There was objective tumor regression with the platin–taxane–bevacizumab triplet regimen. Most of the patients had stable disease with second-line treatment (
Table 5). Our analysis highlighted the efficacy of second-line single-agent treatments, and the results were parallel with the literature. One of the notable findings in our study is the improvement in response rates with the addition of bevacizumab to these treatments.
When bevacizumab was not added to the carboplatin–taxane combination, DCR was reduced by half, and no objective response was achieved (
Table 5). Similarly, while DCR was 33.3% with gemcitabine–platinum therapy, it increased up to 50% with the addition of bevacizumab. These findings highlight the contribution of bevacizumab to treatment efficacy in our study. “Within the study cohort, only three patients received pembrolizumab, with a DCR of 66.6%. A limited number of patients underwent other treatment modalities.”
For patients considered “platinum-sensitive” after progression on first-line therapy, combination treatment strategies including antiangiogenic therapies appear to be appropriate treatment options with favorable outcomes. Combination of chemotherapeutics and bevacizumab or immunotherapy alone may be considered as good options for others with platin-resistant disease.
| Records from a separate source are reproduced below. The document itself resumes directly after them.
PR #554, opened 2021-09-01
chore: Add step to read node version from .nvmrc file

nats12:
## Short description

Adds a step to read the node version from `.nvmrc` and then uses the outputted `NODE_VERSION` across other workflow files. PRs have been failing as the variable was being used outright without having the step to read from the file first.

Note: I had a test error regarding an irrelevant `await` operator on `userEvent`, I've fixed this in this branch too since it was preventing me from pushing.

## PR Checklist

-   [ ] CI should be green, especially coverage reporting


pedroalves0 (commented):
There's a lint error related to that test change 🤔

gnapse (approved):

PR #560, opened 2021-09-07
doc: Add new stories with tips and tricks

gnapse:
## Short description

Things I found worth documenting after the work this last month.

## PR Checklist

## Versioning

Documentation only, so there's no need to release this. Just merge when approved.


stories/reactist/simplified-nested-markup.stories.mdx
```diff
@@ -0,0 +1,132 @@
...
+</div>
+```
+
+Originally, our components were like that of Braid, but this issue was brought up internally, and we decided to make it simpler, even if it adds a burden to the consumer of these components. A burden that we need to be aware of. You can find more information about this change in [the PR that introduced it](https://github.com/Doist/reactist/pull/497). The concern is not ours alone, as it [was raised in Braid's own repo as well](https://github.com/seek-oss/braid-design-system/issues/386).
+
+We explain below why this change made sense.
+
+## Why we made the change
+
+A good deal of the time, what we nest inside a `Stack` is already a block element. Also, we favour having components without outward margin in the out-most container. So **there's no concern that the margin that the `Stack` applies to its child elements will clash with margin that the child elements themselves may have**. So it seems a waste of resources to have a UI language that could potentially generate lots of useless extra containers around a relatively simple UI.
```
rfgamaral, line 48:
```suggestion
A good deal of the time, what we nest inside a `Stack` is already a block element. Also, we favour having components without outward margin in the out-most container. So **there's no concern that the margin that the `Stack` applies to its child elements will clash with the margin that the child elements themselves may have**. So it seems a waste of resources to have a UI language that could potentially generate lots of useless extra containers around a relatively simple UI.
```

src/new-components/box/box.stories.mdx
```diff
@@ -0,0 +1,41 @@
...
+## You don't need the `classNames` helper as often now
+
+The new `Box` component's `className` prop receives the same kind of values supported by this helper. So you can do things like this:
+
+```jsx
+// This…
+<Box className={classNames(styles.container, 'custom-class-name')} />
+
+// …can be written like this
+<Box className={[styles.container, 'custom-class-name']} />
```
pauloslund, line 16: 😍 This is so great!

rfgamaral (approved):
LGTM, just added very minor suggestions.

src/new-components/box/box.stories.mdx
```diff
@@ -0,0 +1,41 @@
...
+    { [styles.disabled]: isDisabled },
+  ]}
+/>
+```
+
+Granted, this is only supported in the `Box`. This is because the `Box` is the only design system component that officially supports custom styles. Remember that for the other components you can use `exceptionallySetClassName`, but this one is an escape hatch, that we should aim to not use as much as the design system matures. So this one does not support the feature.
+
+## The `paddingX` and `paddingY` shorthand props
+
+The `Box` component has props to set its padding in all four direction: `paddingTop`, `paddingRight`, `paddingBottom`, `paddingLeft`. You probably have noticed that we can set them all at once with `padding`.
```
pauloslund, line 32:
```suggestion
The `Box` component has props to set its padding in all four direction: `paddingTop`, `paddingRight`, `paddingBottom`, `paddingLeft`. You have probably noticed that we can set them all at once with `padding`.
```

src/new-components/box/box.stories.mdx
```diff
@@ -0,0 +1,41 @@
...
+
+But you probably missed the fact that we can set the padding in one of the two dimensions at once as well. This is achieved with `paddingX` (which sets `paddingLeft` and `paddingRight`) and `paddingY` (which sets `paddingTop` and `paddingBottom`).
```
pauloslund, line 34: Super minor note just to remove repeating `probably`
```suggestion
But you might have missed the fact that we can set the padding in one of the two dimensions at once as well. This is achieved with `paddingX` (which sets `paddingLeft` and `paddingRight`) and `paddingY` (which sets `paddingTop` and `paddingBottom`).
```

stories/reactist/nesting-vs-polymorphism.stories.mdx
```diff
@@ -0,0 +1,70 @@
...
+The main purpose is to be able to take advantage of the new components while at the same time not dropping the ball on using semantic HTML.
+
+However, it can also be used to render as another React component:
+
+```jsx
+// Link below can be thought of as the Link component in react-router
+<ButtonLink as={Link}>Click me</ButtonLink>
+```
+
+This is useful to be able to get the functionality of one component with the visuals and functionality of another component. In the example above, we render a link that has the visual look and feel of a `Button` from our design system, but in which the link functionality is provided by react-router, allowing this link to perform <abbr title="Single-Page Application">SPA</abbr>-like navigation on the client-side instead of a full server round trip.
```
pauloslund, line 26:
```suggestion
This is useful to be able to get the functionality of one component with the visuals and functionality of another component. In the example above, we render a link that has the visual look and feel of a `Button` from our design system; but the link functionality is provided by react-router, allowing this link to perform <abbr title="Single-Page Application">SPA</abbr>-like navigation on the client-side instead of a full server round trip.
```

stories/reactist/simplified-nested-markup.stories.mdx
```diff
@@ -0,0 +1,132 @@
...
+    </Stack>
+</Stack>
+```
+
+If we generated extra containers for each child, this would generate a markup similar to what's shown below:
+
+```html
+<div class="stack space-xlarge">
+  <div class="stack child-wrapper">
+    <div class="stack space-small>
```
pauloslund, line 72:
```suggestion
    <div class="stack space-small">
```

stories/reactist/simplified-nested-markup.stories.mdx
```diff
@@ -0,0 +1,132 @@
...
+      <div class="stack child-wrapper">
+        <label>Username</label>
+      </div>
+      <div class="stack child-wrapper">
+        <input name="username" />
+      </div>
+    </div>
+  </div>
+  <div class="stack child-wrapper">
+    <div class="stack space-small>
```
pauloslund, line 82:
```suggestion
    <div class="stack space-small">
```

stories/reactist/simplified-nested-markup.stories.mdx
```diff
@@ -0,0 +1,132 @@
...
+</div>
+```
+
+And just imagine if inside the inner stack we rendered a `Inline` element, which also did the same for its child elements.
+
+### How it looks like without the extra container element
+
+```html
+<div class="stack space-xlarge">
+    <div class="stack space-small>
```
pauloslund, line 100:
```suggestion
    <div class="stack space-small">
```

stories/reactist/simplified-nested-markup.stories.mdx
```diff
@@ -0,0 +1,132 @@
...
+        <label>Username</label>
+        <input name="username" />
+    </div>
+    <div class="stack space-small>
```
pauloslund, line 104:
```suggestion
    <div class="stack space-small">
```

pauloslund (approved):
I really appreciate this added documentation! Reading through it all it was really easy to follow, and the examples made a lot of sense.

There are few nits that I noticed that I left comments on, but nothing major.

stories/reactist/nesting-vs-polymorphism.stories.mdx
```diff
@@ -0,0 +1,70 @@
...
+    <Column as={Stack} space="small">
+        <Three />
+        <Four />
+    </Column>
+</Columns>
+```
+
+This is not guaranteed to work 100% of the time because styles could clash.
+
+In the above example, for instance, the `div` generated by each `Column` element will have margin applied to it to achieve the `space="medium"` effect. And the `div` generated by each `Stack` will have margin applied to it to achieve the `space="small"` effect of the `Stack`. You'd think is not the same margin in the same direction, because stacks add vertical spacing while columns add horizontal spacing. However, columns add vertical spacing also, for when they show in collapsed form due to the viewport getting narrower (i.e. responsive design).
```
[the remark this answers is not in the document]
gnapse: I'll reword this differently to see if you get it, instead of trying to explain it to you. It probably is not clear for future readers either.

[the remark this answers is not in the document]
gnapse:
```suggestion
In the above example, for instance, the `div` generated by each `Column` element will have a margin applied to it to achieve the `space="medium"` effect. While the `div` generated by each `Stack` will have margin applied to it to achieve the `space="small"` effect of the `Stack`.

At first, you might think there's no problem because the margin on the `Stack` child elements is applied in the vertical direction (top and bottom) to keep a vertical space between them. While the margin on the `Column` elements is applied in the horizontal direction (left and right) to keep columns separated. So, in theory, these margins should not clash. However, columns add vertical spacing also, for when they show in collapsed form due to the viewport getting narrower (i.e. responsive design).
```

src/new-components/box/box.stories.mdx
gnapse: Ricardo suggested another unrelated edit to this very line, so I'll apply your suggestion alongside Ricardo's suggestion.

src/new-components/box/box.stories.mdx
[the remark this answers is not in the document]
gnapse: I'm combining here your suggestion with another change suggested by Paul below:

```suggestion
The `Box` component has props to set its padding in all four direction: `paddingTop`, `paddingRight`, `paddingBottom`, `paddingLeft`. You have probably noticed that we can set them all at once with `padding`. But you probably missed the fact that we can set the padding in one of the two dimensions at once as well. This is achieved with `paddingX` (which sets `paddingLeft` and `paddingRight`) and `paddingY` (which sets `paddingTop` and `paddingBottom`).
```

There are some limitations in our study. These are its retrospective nature and the relatively limited number of patients. A notable limitation of the study is the potential impact of the heterogeneity in second-line treatment regimens on overall survival outcomes, which may have introduced variability that could not be fully controlled for in the analysis. However, the multicenter design increases the power of the study but also introduces heterogeneity, especially in the second-line treatment choices. Another limitation of our study is the lack of available PD-L1 expression data for the patients, which limited the ability to perform further correlations with tumor microenvironment features.
4. Conclusions
In conclusion, there is no well-established standard of care as a second-line setting for advanced-stage cervical cancer patients who have progressed on first-line bevacizumab-containing chemotherapy regimens. Our results indicate that a platinum-based rechallenge strategy, especially including bevacizumab, should be considered as a second-line treatment option for platinum-sensitive CC patients, similar to ovarian cancer, where the interval is longer than six months. Regardless of whether the regimen was single-agent or combination therapy, the addition of anti-angiogenic agents improved response rates and disease control rates, demonstrating that this approach could be a beneficial option. In our study, post-SIRI is determined as an independent risk factor for OS and PFS. High post-SIRI is associated with poorer survival outcomes, possibly due to its inclusion of monocytes, which may reflect the presence of myeloid-derived suppressor cells (MDSCs). Given the immunosuppressive role of MDSCs in the tumor microenvironment, SIRI may more accurately capture the balance of immune activation and suppression than other indices, thereby explaining its stronger prognostic value. High post-SIRI, -SII, and -PLR were also found to be independent risk factors for PFS. The relationship between these SIMs and clinical outcomes was more distinct in the metachronous metastatic group. However, we need randomized clinical trials in this area.